Whether or not IMF conditionality is a good thing depends on how common situation (4) is. Dollar and Svensson (2000) have argued that the IMF should specifically target such situations. This might be a wise move, but it may be politically unfeasible – both at the international and domestic levels. At the international level, how can the IMF resist the pressure to help US allies? At the domestic level, how can the IMF know the true intentions of governments? Yet, unless IMF conditionality is used for situation (4), conditions are useless at best and harmful at worst.

How common is it that IMF programs help to push through policies that are unpopular in the short-run but have positive effects in the long-run? Judging by the dearth of evidence of program success, this is probably not so common. So, perhaps the IMF should scale back its operations, lending only during times of severe crisis and providing policy advice without imposing conditions per se.

Yet, recall the argument of Gould. She finds that private financial institutions provide supplemental financing to countries in crisis only provided that “bank-friendly” conditions are included in IMF arrangements. Using the IMF to enforce developing countries’ commitments of to repay loans may be Pareto enhancing. Without the IMF, private financial institutions may be unwilling to loan to countries in crisis. With the IMF, however, crisis countries – who receive the loans – and private financial institutions – who receive a credible commitment of repayment – are both better off.

This suggests a scaling back of conditions to the level of debt repayment. This is something with which the IMF has been quite successful. IMF loans, for example, are almost always repaid.
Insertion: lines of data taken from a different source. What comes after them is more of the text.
PR #346, opened 2021-03-16
D8 un 374

DuttonMa:
Turn off Platform.sh HTTP Caching for Unity sites. 
It appears that the Platform.sh HTTP Cache does not work with Drupal cache tags and therefore should never be used for Drupal 8 sites. 
For high traffic sites we could implement Fastly, but otherwise we'll just have to rely on Drupal caching and Redis.


omahm:
> Turn off Platform.sh HTTP Caching for Unity sites.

Governments would still have to make tough decisions about how to cut back domestic consumption to repay loans, but they would do so on their own terms.

Scaling back conditionality would have little impact where the IMF lends under political pressures from the US because conditions have never been strictly enforced in these situations. It would have a great impact on other countries, particularly where governments have sought out IMF conditions to push through unpopular policies. This would be a loss in the handful of cases where well-intentioned governments need IMF leverage to make policy changes that will help the country in the long-run. But it would prevent other governments from misusing IMF conditionality to push through policies that shift the burden of austerity on labor and the poor in the name of the IMF.